Once More Into the Breach: 2nd Tracks Supports Engineers, Tanks

Once More Into the Breach: 2nd Tracks Supports Engineers, Tanks

Assault amphibious vehicles with 2nd Assault Amphibian Battalion, 2nd Marine Division, move toward the unit's objective during an obstacle-breaching exercise on Marine Corps Base Camp Lejeune, N.C., May 20, 2015. The exercise built camaraderie within the battalion and cooperation between 2nd AA Bn. and other units participating in the training. Photo by Cpl. Sullivan Laramie.

CAMP LEJEUNE, North Carolina (May 29, 2015) – The sound of grinding treads and rumbling engines roll across the open field. The Marines have arrived. Once in position combat engineers file out the rear of the vehicles while heavy breaching vehicles plow through barriers in the path to their objective.         

Marines with 2nd Assault Amphibian Battalion, 2nd Marine Division supported 2nd Combat Engineer Battalion and 2nd Tank Battalion during an obstacle-breaching exercise on Marine Corps Base Camp Lejeune, North Carolina, May 18-21, 2015.        

"It builds camaraderie and it helps other units know what we can and can't do," said Cpl Joshua Law, an assault amphibious vehicle crew chief with 2nd AA Bn. "What some units can't do, we can do with ease. We were supporting them and it was fun, lots of fun."          

The mission of 2nd AA Bn. is to land the ground forces and their equipment during amphibious operations, and to conduct mechanized operations and related combat support missions. The battalion provided transportation for combat engineers and additional firepower for security during obstacle-clearing operations conducted by engineers and tanks.

The battalion regularly attaches companies to other units on deployments, and obstacle breaching is just one type of operation they may encounter overseas. Training exercises such as this serve to strengthen the battalion and II Marine Expeditionary Force.

A combined attack of AAVs and engineers moving on foot took a force of Marines, who portrayed enemy combatants, by surprise before they could complete their defenses. The attack served as an experience for the Marines to draw on in order to improve their abilities for future operations. Real-world scenarios like this allow Marines to apply training in various situations more effectively.        

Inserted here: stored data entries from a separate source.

PR #12, opened 2019-01-26
Add esp8266 wifi interface supporting UDP

deadprogram:
This PR adds support for an attached separate ESP8266 chip for WiFi communication.

In other words:
Your computer <--> UART0 <--> MCU <--> UART1 <--> ESP8266 <--> INTERNET
or 
MCU <--> UART0 <--> ESP8266 <--> INTERNET
depending on your needs.

There are three examples included in this PR:

- a simple console app that lets you send AT commands to the ESP8266 from a separate microcontroller that is connected to the ESP8266.
- a "station" app that sends data to a UDP "server"
- a "hub" app that receives data from a connect UDP client, and sends responses.

This driver supports compatibility with the `net` Go standard package, but cannot use `net` directly yet. Once TinyGo supports reflection, the duplicated interface is likely no longer be needed in order to compile the code.


esp8266/tcp.go
```diff
@@ -0,0 +1,97 @@
...
+	TCPTransferModeUnvarnished = 1
+)
+
+// ConnectTCPSocket creates a new TCP socket connection for the ESP8266.
+// Currently only supports single connection mode.
+func (d *Device) ConnectTCPSocket(addr, port string) error {
+	protocol := "TCP"
+	val := "\"" + protocol + "\",\"" + addr + "\"," + port
+	d.Set(TCPConnect, val)
+	time.Sleep(100 * time.Millisecond)
```
jkaflik: Is it walkaround to make sure there is a data waiting in buffer?

deadprogram: There is a short delay from when the AT command is sent to the ESP8266 and when it responds/is ready for the next command or data.

I picked this value just at random based on experimenting at 115200 baud serial rate. Probably somewhere in the datasheet is a more specific way to calculate this.

jkaflik: That’s why asked, because didn’t found it at all in specs. Will dig into it

deadprogram:
Any feedback from you @aykevl  ?
I am eager to make any changes or merge this soon.

esp8266/esp8266.go
```diff
@@ -0,0 +1,245 @@
...
+				d.response[i] = header[0]
+				i++
+				d.response[i] = header[1]
+				i++
+			}
+
+			// read the rest of normal command response
+			for d.bus.Buffered() > 0 {
+				data, _ := d.bus.ReadByte()
+				d.response[i] = data
```
aykevl: This doesn't seem to handle errors. Perhaps it would be useful to detect when an overflow occurs?

esp8266/net.go
```diff
@@ -0,0 +1,143 @@
...
+// I/O, not just the immediately following call to Read or
+// Write. After a deadline has been exceeded, the connection
+// can be refreshed by setting a deadline in the future.
+//
+// An idle timeout can be implemented by repeatedly extending
+// the deadline after successful Read or Write calls.
+//
+// A zero value for t means I/O operations will not time out.
+func (c *SerialConn) SetDeadline(t time.Time) error {
+	return nil
```
aykevl: I wonder whether it would be better to either not implement these methods or always return an error? That makes clear these functions are not (yet) implemented.

esp8266/net.go
```diff
@@ -0,0 +1,143 @@
...
+// UDPAddr here to serve as compatible type. until TinyGo can compile the net package.
+type UDPAddr struct {
+	IP   IP
+	Port int
+	Zone string // IPv6 scoped addressing zone; added in Go 1.1
+}
+
+// ParseIP parses s as an IP address, returning the result.
+func ParseIP(s string) IP {
+	return IP([]byte(s))
```
aykevl: This looks odd, but I assume the esp8266 interface uses textual IP addresses?

esp8266/wifi.go
```diff
@@ -0,0 +1,154 @@
...
+// DisconnectFromAP disconnects the ESP8266 from the current access point.
+func (d *Device) DisconnectFromAP() error {
+	d.Execute(Disconnect)
+	time.Sleep(1000 * time.Millisecond)
+	d.Response()
+	return nil
+}
+
+// GetClientIP returns the ESP8266's current client IP addess when connected to an Access Point.
+func (d *Device) GetClientIP() []byte {
```
aykevl: `GetClientIP` returns `[]byte` while `SetClientIP` takes a string? That seems inconsistent.

esp8266/wifi.go
```diff
@@ -0,0 +1,154 @@
...
+// GetAPConfig returns the ESP8266 current configuration when acting as an Access Point.
+func (d *Device) GetAccessPointConfig() []byte {
+	d.Query(SoftAPConfigCurrent)
+	return d.Response()
+}
+
+// SetAPConfig sets the ESP8266 current configuration when acting as an Access Point.
+// ch indicates which radiochannel to use. security should be one of the const values
+// such as WifiAPSecurityOpen etc.
+func (d *Device) SetAPConfig(ssid, pwd string, ch, security int) error {
```
aykevl: These function names are inconsistent: `SetAPConfig` vs `GetAccessPointConfig`.

esp8266/wifi.go
```diff
@@ -0,0 +1,154 @@
...
+	d.Set(ConnectAP, val)
+	time.Sleep(500 * time.Millisecond)
+	d.Response()
+	return nil
+}
+
+// Access Point
+
+// GetAPConfig returns the ESP8266 current configuration when acting as an Access Point.
+func (d *Device) GetAccessPointConfig() []byte {
```
aykevl: What format is this in?
It may be best to return the configuration as structured data, but it should at least say what format the data is in.

esp8266/wifi.go
```diff
@@ -0,0 +1,154 @@
...
+	ecnval := strconv.Itoa(security)
+	val := "\"" + ssid + "\",\"" + pwd + "\"," + chval + "," + ecnval
+	d.Set(SoftAPConfigCurrent, val)
+	time.Sleep(1000 * time.Millisecond)
+	d.Response()
+	return nil
+}
+
+// GetAPClients returns the ESP8266's current clients when acting as an Access Point.
+func (d *Device) GetAPClients() []byte {
```
aykevl: What format is the return value in?

esp8266/wifi.go
```diff
@@ -0,0 +1,154 @@
...
+	d.Query(ListConnectedIP)
+	return d.Response()
+}
+
+// GetAPIP returns the ESP8266's current IP addess when configured as an Access Point.
+func (d *Device) GetAPIP() []byte {
```
aykevl: I guess this is a byte string?
Why not return an `IP` struct anyway?

esp8266/esp8266.go
```diff
@@ -0,0 +1,245 @@
...
+	// command responses that come back from the ESP8266
+	response []byte
+
+	// data received from a TCP/UDP connection forwarded by the ESP8266
+	socketdata    []byte
+	socketdataLen int
+}
+
+// New returns a new esp8266-wifi driver. Pass in a fully configured UART bus.
+func New(b machine.UART) Device {
```
aykevl: This struct is relatively big (~8 words), why not return a `*Device`?

examples/esp8266/esphub/main.go
```diff
@@ -0,0 +1,103 @@
...
+	laddr := &esp8266.UDPAddr{Port: 2222}
+	console.Write([]byte("Loading UDP listener...\r\n"))
+	conn, _ := adaptor.ListenUDP("UDP", laddr)
+
+	console.Write([]byte("Waiting for data...\r\n"))
+	data := make([]byte, 50)
+	for {
+		n, _ := conn.Read(data)
+		if n > 0 {
+			println(string(data))
```
aykevl: This prints all data, even the null bytes (which your console probably hides). You can print `string(data[:n])` to avoid that, and to avoid having to zero the slice afterwards.
Also, why `println` here when you use `console.Write` elsewhere?

esp8266/esp8266.go
```diff
@@ -0,0 +1,245 @@
...
+	count := len(b)
+	if len(b) > d.socketdataLen {
+		count = d.socketdataLen
+	}
+
+	for i := 0; i < count; i++ {
+		b[i] = d.socketdata[i]
+	}
+
+	d.socketdataLen = 0
```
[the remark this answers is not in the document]
deadprogram: Actually I answered my own question based on your next comment.

esp8266/esp8266.go
```diff
@@ -0,0 +1,245 @@
...
+// Device wraps UART connection to the ESP8266.
+type Device struct {
+	bus machine.UART
+
+	// command responses that come back from the ESP8266
+	response []byte
+
+	// data received from a TCP/UDP connection forwarded by the ESP8266
+	socketdata    []byte
+	socketdataLen int
```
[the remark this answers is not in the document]
deadprogram: You are so right, I did not think about using that. Making change that better accommodates the proper syntax.

esp8266/net.go
deadprogram: I left them like this, so that it would be easier to test if it was conforming with the real interface more easily. Also so that we could possibly implement them correctly in context in a future iteration.

esp8266/net.go
deadprogram: Yes, that is correct.

esp8266/wifi.go
deadprogram: Fixing.

esp8266/wifi.go
deadprogram: I want to return as structured data but do not have time to work on fully parsing that right now. Seems like at least for the moment best to return all these as `string`.

esp8266/wifi.go
deadprogram: Will just return a `string` for now.

esp8266/wifi.go
deadprogram: I will return a `string` from all these function for now, I think.

esp8266/esp8266.go
deadprogram: All of the other `New()` constructors just return a `struct`. They should probably all return a `*Device`.

Should we leave this one the same and then change them all at once later?

deadprogram:
OK many updates made based on feedback, and pushed.

esp8266/esp8266.go
aykevl: It really depends on the size of the Device type. Many simple drivers just embed a single never-changing pointer and it is more efficient to pass by value. But this one has a pretty large struct that is modified itself, so I think passing by value is wasteful (and may be incorrect in some cases, for example if you pass the `Device` object to a separate function as a parameter and it gets modified there).
All in all, I think it depends on the driver and we shouldn't try to make this uniform.

esp8266/esp8266.go
```diff
@@ -0,0 +1,245 @@
...
+	count := len(b)
+	if len(b) >= len(d.socketdata) {
+		// copy it all, then clear socket data
+		count = len(d.socketdata)
+		copy(b, d.socketdata[:count])
+		d.socketdata = d.socketdata[:0]
+	} else {
+		// copy all we can, then keep the remaining socket data around
+		copy(b, d.socketdata[:count])
+		d.socketdata = d.socketdata[count:]
```
aykevl: Unfortunately, this is a memory leak. The buffer pointer moves forward every time this happens, and `append` just appends to the end.
It may not be perfect, but I think copying the data at the end to the start is the best thing to do here, unless you want to implement a circular buffer.

```go
// copy all we can, then keep the remaining socket data around
copy(b, d.socketdata[:count])
copy(d.socketdata, d.socketdata[count:])
d.socketdata = d.socketdata[:len(d.socketdata)-count]
```

examples/esp8266/esphub/main.go
```diff
@@ -39,6 +39,14 @@ func main() {
 	adaptor = &dev
 	adaptor.Configure()
 
+	readyled := machine.GPIO{machine.LED}
+	readyled.Configure(machine.GPIOConfig{Mode: machine.GPIO_OUTPUT})
+	readyled.High()
+
+	msgled := machine.GPIO{machine.D7}
```
aykevl: Unfortunately, this is device-specific. Was that intentional?

esp8266/esp8266.go
```diff
@@ -0,0 +1,245 @@
...
+func (d *Device) Read(b []byte) (n int, err error) {
+	return d.bus.Read(b)
+}
+
+// how long in milliseconds to pause after sending AT commands
+const pause = 100
+
+// Execute sends an AT command to the ESP8266.
+func (d Device) Execute(cmd string) error {
+	_, err := d.Write([]byte("AT" + cmd + "\r\n"))
```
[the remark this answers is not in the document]
aykevl: Ok, I can see the point.

examples/esp8266/esphub/main.go
deadprogram: I removed the second LED from this example.

esp8266/esp8266.go
deadprogram: Change made, thanks.

deadprogram:
OK the most recent round of feedback had been reflected in the new changes.

deadprogram:
This PR is still awaiting final review/merge.

esp8266/esp8266.go
```diff
@@ -0,0 +1,249 @@
...
+
+// Echo sets the ESP8266 echo setting.
+func (d Device) Echo(set bool) {
+	if set {
+		d.Execute(EchoConfigOn)
+	} else {
+		d.Execute(EchoConfigOff)
+	}
+	// TODO: check for success
+	d.Response()
```
aykevl: There are many places like this, that seem to ignore any potential errors.
Is this intentional or just not yet handled? I can imagine that it may be difficult to handle errors and even harder to recover from them.

deadprogram: The error handling is still to be added in a future iteration. We have some improvements to the parsing and string handing now in TinyGo itself that should make this a bit easier. 

However, this method should probably return a `nil` even if the error handling is incomplete just to  avoid changing the API.

kamilion:
Looks like this would have no problems working on an ESP32; could this possibly be renamed to something like 'esp-libat-wifi' to make it more explicit that it works with either the ESP32 and ESP8266 with espressif's libat UART bridge firmware? (Or alternatives like zimodem/micropython's AT mode)

I just watched the FOSDEM19 video of the demos and tried stuff with a black pill.

https://www.aliexpress.com/item/10pcs-STM32F103C8T6-ARM-STM32-Minimum-System-Development-Board-Module-For-arduino/32794795688.html

Worked fine with `tinygo flash -target=bluepill` and a lilygo T8 for wifi.

https://www.aliexpress.com/store/product/TTGO-T8-V1-7-ESP32-4MB-PSRAM-TF-CARD-3D-ANTENNA-WiFi-bluetooth-ESP32-WROVER-Micropython/2090076_32851423415.

Eager to see direct support for the ESP32 and ESP8266 in tinygo; gimme a reason to leave micropython! :)

deadprogram:
Hi @kamilion thank you for the update. That is very good news on the AT implementation, and even better news that it works. I will certainly take your suggestion to modify the name of the driver somehow to reflect that it has more compatibility than originally expected.

aykevl:
I think the comments I had about error handling can perhaps be ignored for now. It's a very complex driver but I'd like to get this merged. So I'll wait for a rename, if that happens.

deadprogram:
Just added PR https://github.com/tinygo-org/drivers/pull/23 t replace this one.

Now closing, thank you everyone for the feedback.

"There are obstacles that the enemy puts out at any given time, and we've got to overcome that and not be put into choke points where we could get ambushed and become ineffective," said. Cpl Charles Baker, an assault amphibious vehicle crewman and a native of Wichita, Kansas. "It shows what each section is capable of when everybody gets together, and it gives everybody more appreciation for the different sections."          

Maintaining the readiness of amphibious units, even during non-amphibious operations, is vital to the expeditionary nature of the Marine Corps, as shown by the battalion's participation in land combat operations in Iraq and Afghanistan.          

"It's really important to know [which] vehicles are able to accomplish what and to be able to overcome obstacles," Baker said. "It kind of gives everybody more knowledge and more experience when it comes to doing the basics. We're just training like we fight."